* Data provided *

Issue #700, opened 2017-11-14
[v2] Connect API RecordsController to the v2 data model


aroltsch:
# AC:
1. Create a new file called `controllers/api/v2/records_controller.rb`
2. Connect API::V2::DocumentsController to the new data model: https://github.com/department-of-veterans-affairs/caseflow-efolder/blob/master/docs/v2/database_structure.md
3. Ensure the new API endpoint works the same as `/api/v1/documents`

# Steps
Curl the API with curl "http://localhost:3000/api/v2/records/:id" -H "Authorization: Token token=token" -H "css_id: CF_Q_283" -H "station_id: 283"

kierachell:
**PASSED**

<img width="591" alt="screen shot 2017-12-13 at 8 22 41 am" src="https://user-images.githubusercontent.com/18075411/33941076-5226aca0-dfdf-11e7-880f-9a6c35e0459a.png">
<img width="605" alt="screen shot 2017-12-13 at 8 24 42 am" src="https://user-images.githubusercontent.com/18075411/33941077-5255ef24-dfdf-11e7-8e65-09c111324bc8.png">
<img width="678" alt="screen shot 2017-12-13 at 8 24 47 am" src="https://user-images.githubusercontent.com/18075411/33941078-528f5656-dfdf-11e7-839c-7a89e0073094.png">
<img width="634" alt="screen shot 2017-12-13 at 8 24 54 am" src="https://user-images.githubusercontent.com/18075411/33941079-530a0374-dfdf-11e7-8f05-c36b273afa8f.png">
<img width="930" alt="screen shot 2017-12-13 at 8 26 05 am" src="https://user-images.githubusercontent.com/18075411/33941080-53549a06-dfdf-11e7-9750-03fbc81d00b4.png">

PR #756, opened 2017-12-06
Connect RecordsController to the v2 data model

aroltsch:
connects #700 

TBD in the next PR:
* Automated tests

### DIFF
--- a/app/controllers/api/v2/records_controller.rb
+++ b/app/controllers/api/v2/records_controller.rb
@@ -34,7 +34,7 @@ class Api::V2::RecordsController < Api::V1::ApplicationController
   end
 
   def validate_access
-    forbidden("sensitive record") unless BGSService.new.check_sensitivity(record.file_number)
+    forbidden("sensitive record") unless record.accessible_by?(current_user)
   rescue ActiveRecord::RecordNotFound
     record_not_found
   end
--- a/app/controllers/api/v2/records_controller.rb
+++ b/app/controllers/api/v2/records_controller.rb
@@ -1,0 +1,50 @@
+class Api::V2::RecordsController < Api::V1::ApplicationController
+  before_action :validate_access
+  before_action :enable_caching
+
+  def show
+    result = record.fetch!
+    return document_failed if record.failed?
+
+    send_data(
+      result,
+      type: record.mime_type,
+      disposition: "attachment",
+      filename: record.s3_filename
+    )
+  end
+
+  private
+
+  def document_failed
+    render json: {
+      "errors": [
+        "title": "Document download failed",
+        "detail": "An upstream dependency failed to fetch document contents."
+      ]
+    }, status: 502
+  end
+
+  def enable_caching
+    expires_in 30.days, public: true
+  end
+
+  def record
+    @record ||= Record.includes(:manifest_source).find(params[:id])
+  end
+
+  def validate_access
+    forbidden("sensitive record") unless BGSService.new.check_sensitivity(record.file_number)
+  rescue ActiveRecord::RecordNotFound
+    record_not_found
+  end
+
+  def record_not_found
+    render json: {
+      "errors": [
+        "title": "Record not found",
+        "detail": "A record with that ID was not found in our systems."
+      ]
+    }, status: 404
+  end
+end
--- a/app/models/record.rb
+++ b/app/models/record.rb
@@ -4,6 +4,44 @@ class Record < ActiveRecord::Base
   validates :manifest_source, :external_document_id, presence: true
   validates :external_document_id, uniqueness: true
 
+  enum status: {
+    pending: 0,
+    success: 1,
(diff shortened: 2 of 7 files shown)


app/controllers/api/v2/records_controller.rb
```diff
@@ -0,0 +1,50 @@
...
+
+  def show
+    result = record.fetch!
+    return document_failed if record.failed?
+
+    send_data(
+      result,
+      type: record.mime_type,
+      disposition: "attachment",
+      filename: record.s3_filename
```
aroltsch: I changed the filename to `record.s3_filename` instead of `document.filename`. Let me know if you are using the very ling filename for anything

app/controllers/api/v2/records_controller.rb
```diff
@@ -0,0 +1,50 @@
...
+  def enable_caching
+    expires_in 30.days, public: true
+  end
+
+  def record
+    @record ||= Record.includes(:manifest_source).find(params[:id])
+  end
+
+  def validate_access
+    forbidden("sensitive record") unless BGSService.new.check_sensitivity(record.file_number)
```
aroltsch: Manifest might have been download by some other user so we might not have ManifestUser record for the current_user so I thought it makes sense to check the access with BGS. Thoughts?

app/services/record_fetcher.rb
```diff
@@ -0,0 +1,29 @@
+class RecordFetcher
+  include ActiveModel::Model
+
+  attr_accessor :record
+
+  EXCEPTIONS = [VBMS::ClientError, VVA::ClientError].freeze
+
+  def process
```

* Aim of the task *
Once the records are read, print each of them exactly as written.

* Response below *
Issue #700, opened 2017-11-14
[v2] Connect API RecordsController to the v2 data model


aroltsch:
# AC:
1. Create a new file called `controllers/api/v2/records_controller.rb`
2. Connect API::V2::DocumentsController to the new data model: https://github.com/department-of-veterans-affairs/caseflow-efolder/blob/master/docs/v2/database_structure.md
3. Ensure the new API endpoint works the same as `/api/v1/documents`

# Steps
Curl the API with curl "http://localhost:3000/api/v2/records/:id" -H "Authorization: Token token=token" -H "css_id: CF_Q_283" -H "station_id: 283"

kierachell:
**PASSED**

<img width="591" alt="screen shot 2017-12-13 at 8 22 41 am" src="https://user-images.githubusercontent.com/18075411/33941076-5226aca0-dfdf-11e7-880f-9a6c35e0459a.png">
<img width="605" alt="screen shot 2017-12-13 at 8 24 42 am" src="https://user-images.githubusercontent.com/18075411/33941077-5255ef24-dfdf-11e7-8e65-09c111324bc8.png">
<img width="678" alt="screen shot 2017-12-13 at 8 24 47 am" src="https://user-images.githubusercontent.com/18075411/33941078-528f5656-dfdf-11e7-839c-7a89e0073094.png">
<img width="634" alt="screen shot 2017-12-13 at 8 24 54 am" src="https://user-images.githubusercontent.com/18075411/33941079-530a0374-dfdf-11e7-8f05-c36b273afa8f.png">
<img width="930" alt="screen shot 2017-12-13 at 8 26 05 am" src="https://user-images.githubusercontent.com/18075411/33941080-53549a06-dfdf-11e7-9750-03fbc81d00b4.png">

PR #756, opened 2017-12-06
Connect RecordsController to the v2 data model

aroltsch:
connects #700 

TBD in the next PR:
* Automated tests

### DIFF
--- a/app/controllers/api/v2/records_controller.rb
+++ b/app/controllers/api/v2/records_controller.rb
@@ -34,7 +34,7 @@ class Api::V2::RecordsController < Api::V1::ApplicationController
   end
 
   def validate_access
-    forbidden("sensitive record") unless BGSService.new.check_sensitivity(record.file_number)
+    forbidden("sensitive record") unless record.accessible_by?(current_user)
   rescue ActiveRecord::RecordNotFound
     record_not_found
   end
--- a/app/controllers/api/v2/records_controller.rb
+++ b/app/controllers/api/v2/records_controller.rb
@@ -1,0 +1,50 @@
+class Api::V2::RecordsController < Api::V1::ApplicationController
+  before_action :validate_access
+  before_action :enable_caching
+
+  def show
+    result = record.fetch!
+    return document_failed if record.failed?
+
+    send_data(
+      result,
+      type: record.mime_type,
+      disposition: "attachment",
+      filename: record.s3_filename
+    )
+  end
+
+  private
+
+  def document_failed
+    render json: {
+      "errors": [
+        "title": "Document download failed",
+        "detail": "An upstream dependency failed to fetch document contents."
+      ]
+    }, status: 502
+  end
+
+  def enable_caching
+    expires_in 30.days, public: true
+  end
+
+  def record
+    @record ||= Record.includes(:manifest_source).find(params[:id])
+  end
+
+  def validate_access
+    forbidden("sensitive record") unless BGSService.new.check_sensitivity(record.file_number)
+  rescue ActiveRecord::RecordNotFound
+    record_not_found
+  end
+
+  def record_not_found
+    render json: {
+      "errors": [
+        "title": "Record not found",
+        "detail": "A record with that ID was not found in our systems."
+      ]
+    }, status: 404
+  end
+end
--- a/app/models/record.rb
+++ b/app/models/record.rb
@@ -4,6 +4,44 @@ class Record < ActiveRecord::Base
   validates :manifest_source, :external_document_id, presence: true
   validates :external_document_id, uniqueness: true
 
+  enum status: {
+    pending: 0,
+    success: 1,
(diff shortened: 2 of 7 files shown)


app/controllers/api/v2/records_controller.rb
```diff
@@ -0,0 +1,50 @@
...
+
+  def show
+    result = record.fetch!
+    return document_failed if record.failed?
+
+    send_data(
+      result,
+      type: record.mime_type,
+      disposition: "attachment",
+      filename: record.s3_filename
```
aroltsch: I changed the filename to `record.s3_filename` instead of `document.filename`. Let me know if you are using the very ling filename for anything

app/controllers/api/v2/records_controller.rb
```diff
@@ -0,0 +1,50 @@
...
+  def enable_caching
+    expires_in 30.days, public: true
+  end
+
+  def record
+    @record ||= Record.includes(:manifest_source).find(params[:id])
+  end
+
+  def validate_access
+    forbidden("sensitive record") unless BGSService.new.check_sensitivity(record.file_number)
```
aroltsch: Manifest might have been download by some other user so we might not have ManifestUser record for the current_user so I thought it makes sense to check the access with BGS. Thoughts?

app/services/record_fetcher.rb
```diff
@@ -0,0 +1,29 @@
+class RecordFetcher
+  include ActiveModel::Model
+
+  attr_accessor :record
+
+  EXCEPTIONS = [VBMS::ClientError, VVA::ClientError].freeze
+
+  def process
```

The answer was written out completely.